╭─ DATA TO PROCESS
PR #313, opened 2023-09-15
[MI-3521] Fixed the issue of emojis showing as html from Teams to MM

### LINKED ISSUE #309: Emoji being sent from Teams->MM showing up with html
It appears that the emoji content generated from the suggested response buttons are different

Image

was generated using similar buttons as shown here:

Image

manojmalik20:
#### Summary
- Modified the msgToPost function to add <p> tag if missing from message
- Fixed the failing unit test of converters file
- Modified the order of checking duplicate post in the handleCreatedActivity function

#### Ticket Link
Fixes #309

### DIFF
--- a/server/handlers/converters.go
+++ b/server/handlers/converters.go
@@ -38,6 +38,9 @@ func (ah *ActivityHandler) msgToPost(channelID, senderID string, msg *msteams.Me
 	var embeddedImages []msteams.Attachment
 	text, embeddedImages = ah.handleImages(text)
 	msg.Attachments = append(msg.Attachments, embeddedImages...)
+	if !strings.HasPrefix(text, "<p>") {
+		text = fmt.Sprintf("<p>%s</p>", text)
+	}
 	text = markdown.ConvertToMD(text)
 	props := make(map[string]interface{})
 	rootID := ""
--- a/server/handlers/handlers.go
+++ b/server/handlers/handlers.go
@@ -174,6 +174,14 @@ func (ah *ActivityHandler) handleCreatedActivity(activityIds msteams.ActivityIds
 		return
 	}
 
+	// Avoid possible duplication
+	postInfo, _ := ah.plugin.GetStore().GetPostInfoByMSTeamsID(msg.ChatID+msg.ChannelID, msg.ID)
+	if postInfo != nil {
+		ah.plugin.GetAPI().LogDebug("duplicate post")
+		ah.updateLastReceivedChangeDate(msg.LastUpdateAt)
+		return
+	}
+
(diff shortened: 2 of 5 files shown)


ayusht2810 (commented):
please fix ci

ayusht2810 (approved):

server/handlers/handlers.go
```diff
@@ -174,6 +174,14 @@ func (ah *ActivityHandler) handleCreatedActivity(activityIds msteams.ActivityIds
 		return
 	}
 
+	// Avoid possible duplication
+	postInfo, _ := ah.plugin.GetStore().GetPostInfoByMSTeamsID(msg.ChatID+msg.ChannelID, msg.ID)
```
avas27JTG, line 178:
```suggestion
	postInfo, _ := ah.plugin.GetStore().GetPostInfoByMSTeamsID(msg.ChatID + msg.ChannelID, msg.ID)
```

avas27JTG (approved):

AayushChaudhary0001 (approved):

server/handlers/handlers.go
```diff
@@ -174,6 +174,14 @@ func (ah *ActivityHandler) handleCreatedActivity(activityIds msteams.ActivityIds
...
+	if postInfo != nil {
+		ah.plugin.GetAPI().LogDebug("duplicate post")
```
Kshitij-Katiyar, line 180: Should we add additional informations like msg.ID here in the Log ?

Kshitij-Katiyar (approved):

server/handlers/handlers.go
manojmalik20: The linter doesn't allow this.

server/handlers/handlers.go
manojmalik20: I don't think there's any use for that.

server/handlers/converters.go
```diff
@@ -38,6 +38,9 @@ func (ah *ActivityHandler) msgToPost(channelID, senderID string, msg *msteams.Me
 	var embeddedImages []msteams.Attachment
 	text, embeddedImages = ah.handleImages(text)
 	msg.Attachments = append(msg.Attachments, embeddedImages...)
+	if !strings.HasPrefix(text, "<p>") {
```
jespino, line 41: I think a better way to do it to put it as an exception in the `ConvertToMD`  function, that has a check at the beginning for text that contains `<div>` or  `<p>`, you can add `<img ` or any other chunk of text that clearly means that there is some HTML to be process.

jespino (commented):
An improvement about how to handle the case here

PR #315, opened 2023-09-18
[MI-3519] Fix the issue of receiving multiple update activities from MS Teams

### LINKED ISSUE #316: Fix the issue of receiving multiple update activities from MS Teams
https://community.mattermost.com/files/3fod55pt1f8dmjs9gez8miaaiw/public?h=Ot9oQIwQzow2UKYHk9Y6lPpmuM1DpBkW_m22cikUa48

ayusht2810:
#### Summary
Fix the issue of receiving multiple update activities from MS Teams

#### Fixes
#316


server/handlers/handlers.go
```diff
@@ -43,9 +45,11 @@ type PluginIface interface {
...
 
 type ActivityHandler struct {
-	plugin PluginIface
-	queue  chan msteams.Activity
-	quit   chan bool
+	plugin               PluginIface
+	queue                chan msteams.Activity
+	quit                 chan bool
+	IgnorePluginHooksMap sync.Map
+	Mutex                sync.Mutex
```
raghavaggarwal2308, line 52: Do we need to make the casing consistent?

server/message_hooks.go
```diff
@@ -62,7 +62,14 @@ func (p *Plugin) MessageHasBeenPosted(_ *plugin.Context, post *model.Post) {
...
 }
 
-func (p *Plugin) ReactionHasBeenAdded(_ *plugin.Context, reaction *model.Reaction) {
+func (p *Plugin) ReactionHasBeenAdded(c *plugin.Context, reaction *model.Reaction) {
+	updateRequired := true
+	if c.RequestId == "" {
+		if _, alreadyUpdated := p.activityHandler.IgnorePluginHooksMap.LoadAndDelete(fmt.Sprintf("reaction_%s_%s", reaction.UserId, reaction.EmojiName)); alreadyUpdated {
+			updateRequired = false
+		}
+	}
```
raghavaggarwal2308, line 71:
```suggestion
	updateRequired := true
	if c.RequestId == "" {
		_, alreadyUpdated := p.activityHandler.IgnorePluginHooksMap.LoadAndDelete(fmt.Sprintf("reaction_%s_%s", reaction.UserId, reaction.EmojiName))
	       updateRequired = !alreadyUpdated
	}
```
Maybe?

raghavaggarwal2308: Fix everywhere if changing

raghavaggarwal2308 (changes requested):

server/handlers/handlers.go
ayusht2810: discussed

raghavaggarwal2308 (approved):

manojmalik20 (approved):

server/command.go
```diff
@@ -255,6 +257,8 @@ func (p *Plugin) executeUnlinkCommand(args *model.CommandArgs) (*model.CommandRe
 		return &model.CommandResponse{}, nil
 	}
 
+	p.storeMutex.Lock()
```
manojmalik20, line 260: I think we should lock it before line no. 254.

server/message_hooks.go
```diff
@@ -144,8 +144,8 @@ func (p *Plugin) ReactionHasBeenRemoved(_ *plugin.Context, reaction *model.React
 func (p *Plugin) MessageHasBeenUpdated(c *plugin.Context, newPost, oldPost *model.Post) {
 	updateRequired := true
 	if c.RequestId == "" {
-		_, alreadyUpdated := p.activityHandler.IgnorePluginHooksMap.LoadAndDelete(fmt.Sprintf("post_%s", newPost.Id))
-		updateRequired = !alreadyUpdated
+		_, ignoreHookForReaction := p.activityHandler.IgnorePluginHooksMap.LoadAndDelete(fmt.Sprintf("post_%s", newPost.Id))
```
manojmalik20, line 147:
```suggestion
		_, ignoreHook := p.activityHandler.IgnorePluginHooksMap.LoadAndDelete(fmt.Sprintf("post_%s", newPost.Id))
```
This is `MessageHasBeenUpdated` hook. No need for reaction here.

server/monitor/subscriptions.go
```diff
@@ -178,6 +178,8 @@ func (m *Monitor) recreateChannelSubscription(subscriptionID, teamID, channelID,
 		}
 	}
 
+	m.storeMutex.Lock()
```
manojmalik20, line 181: I think we should lock it before line no. 175.

server/plugin.go
```diff
@@ -452,6 +458,8 @@ func (p *Plugin) syncUsers() {
 
 		username := "msteams_" + slug.Make(msUser.DisplayName)
 		if !isUserPresent {
+			p.storeMutex.Lock()
```
manojmalik20, line 461: Think about - 
Should we lock and unlock for each iteration of the loop OR should we lock once and unlock after the function returns?

server/handlers/handlers_test.go
```diff
@@ -736,6 +748,7 @@ func TestHandleUpdatedActivity(t *testing.T) {
 				getPostError.Id = "app.post.get.app_error"
 				mockAPI.On("GetPost", "mockMattermostID").Return(nil, getPostError).Times(1)
 				mockAPI.On("LogError", "Unable to recover the post", "postID", "mockMattermostID", "error", errors.New("unable to recover")).Times(1)
+				mockAPI.On("KVSet", lastReceivedChangeKey, mock.Anything).Return(nil).Times(1)
```
manojmalik20, line 751: Replace `mock.Anything` with the exact value. If not possible, use `mock.AnythingOfType`.

server/plugin.go
ayusht2810: I think it is fine as it is, as we don't want to lock it if the users are already present

manojmalik20 (approved):

server/command.go
```diff
@@ -249,6 +251,8 @@ func (p *Plugin) executeUnlinkCommand(args *model.CommandArgs) (*model.CommandRe
 
 	p.sendBotEphemeralPost(args.UserId, args.ChannelId, "The MS Teams channel is no longer linked to this Mattermost channel.")
 
+	p.storeMutex.Lock()
```
jespino, line 254: Why this `storeMutex` is needed? it looks like is going to generate a ton of contention.

ayusht2810: We added this to avoid concurrent reading and writing in the database. Let's say we add a reaction on Mattermost, and in the plugin hook we make an API call to add the corresponding reaction on MS Teams. Before storing the `lastUpdateAt` time in the database, we receive an update event from MS Teams, and we check for the `lastUpdateAt` time in the database for the corresponding post which might not be updated at that moment due to which we again make changes on Mattermost. To avoid these conditions we apply a mutex lock.

jespino: Databases are for handling concurrent reading and writting of the data, having this kind of database access is going to lead to a huge bottleneck in the database access.

My suggestion would be handle that case with transactions instead, but in reality, what I would expect here is to have certain degree of eventual consistency, I prefer to have some extra notifications there to handle there than this huge bottleneck.

Clearly we have to find a better way to solve the same problem, this is not something that we can deploy into production.

server/handlers/handlers.go
```diff
@@ -250,17 +247,6 @@ func (ah *ActivityHandler) handleCreatedActivity(activityIds msteams.ActivityIds
...
-	ah.plugin.GetStoreMutex().RLock()
-	defer ah.plugin.GetStoreMutex().RUnlock()
-
-	// Avoid possible duplication
-	postInfo, _ := ah.plugin.GetStore().GetPostInfoByMSTeamsID(msg.ChatID+msg.ChannelID, msg.ID)
-	if postInfo != nil {
-		ah.plugin.GetAPI().LogDebug("duplicate post")
-		ah.updateLastReceivedChangeDate(msg.LastUpdateAt)
-		return
-	}
```
manojmalik20: Why have we removed this?

manojmalik20 (approved):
╰─
[WORK TASK] Give back the listing exactly, please, from its first line to the line containing "### LINKED ISSUE #309: Emoji", inclusive, and nothing past that line.

[SOLUTION FOR THIS PROBLEM]
PR #313, opened 2023-09-15
[MI-3521] Fixed the issue of emojis showing as html from Teams to MM

### LINKED ISSUE #309: Emoji being sent from Teams->MM showing up with html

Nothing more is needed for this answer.